Otarłam dłonie o jeansy. Samoloty są idiotyczne. Lotniska są idiotyczne. Spóźnienia są idiotyczne. Te cholerne twarde siedzenia od których bolał mnie tyłek również były idiotyczne.
Calum dźgał mnie palcem w dziury w spodniach. Margo nabijała się z Ashton'a który kłócił się ze pewną staruszką. Kobieta była przekonana, że musi wyciągnąć mu ten szatański metal z języka. Starałam się zachować się spokój.
Głos informujący nas o wylądowaniu samolotu był jak zbawienie. Niestety nim Styles nas odszukał minęło kolejne dwadzieścia minut.
-Calum!- usłyszeliśmy jego krzyk po czym szybkie kroki. Chłopcy zamknęli się w przyjacielskim uścisku.
-Wielkie dzięki- warknęłam stając obok bruneta.
-Oj mała nie denerwuj się- przyciągnął mnie do siebie- zrobimy sobie paznokcie na zgodę, dobrze?
-Jesteś niemożliwy- parsknęłam kręcąc głową.
Harry przywitał się jeszcze z Ashton'em nazywając go ,,Chłopakiem który jeśli zrani moją kuzynkę to wyrwę mu jaja" i spojrzał pytająco na Margo której nie miał jeszcze okazji poznać.
-To nasza przyjaciółka i dziewczyna Cal'a- wytłumaczyłam pośpiesznie głupio szczerząc się na słowo dziewczyna- Margo.
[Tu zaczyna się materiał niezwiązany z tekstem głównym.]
Issue #4643, opened 2018-04-19
Add markdown preview to fileed


a16juleh:
Currently the markdown preview is located in preview.php. We want the code to be located in fileed.php, fileed.js. The CSS in preview.php should be moved to /shared/style.css (Only the CSS related to the popup window should be moved)

The preview window should open when the pen-button is clicked on the fileed site. 

<img width="1080" alt="skarmavbild 2018-04-19 kl 09 16 22" src="https://user-images.githubusercontent.com/37794632/38976715-5ceabaf0-43b2-11e8-83f4-88e080799127.png">

PR #4711, opened 2018-04-20
G2 a16adala 4643

a16adala:
All code from preview.php are now in fileed.php. Some changes had to be made to js, css and html to make it work. Also the css have been moved from preview.php to style.css and all js from preview are now in markdown.js


a16juleh:
This solves issue #4643

Issue #4658, opened 2018-04-19
SectionEd: Unable to delete certain Headings


a15magkn:
At the moment you are unable to delete certain headings in the Section Editor (for example Geometri 2 Hp). 
When you attempt to delete this you get a error-message. 
This needs some looking into.

![errorupdatingentries](https://user-images.githubusercontent.com/37794262/38981075-c27176c8-43be-11e8-9f48-ca68ebfe11c9.JPG)

a16filol:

-Hejka- pomachała mu niepewnie, a on przytulił ją jak starą dobrą znajomą.
-Dziewczyna Hood'a to moja dziewczyna!- zaśmiał się klepiąc ją po plecach.
-Po pierwsze jesteś gejem- szturchnął go mulat- a po drugie: Nie dziele się nią.
Rozmawiając o jakiś drobnostkach wyszliśmy z terenu lotniska. Harry razem z Calum'em zajęli przednie siedzenia, a my cisnęliśmy się na tylnych.
-Zrobiłem dokładny plan na ten weekend- obrócił w moją stronę głowę kuzyn uśmiechając się- demoniczny, plan.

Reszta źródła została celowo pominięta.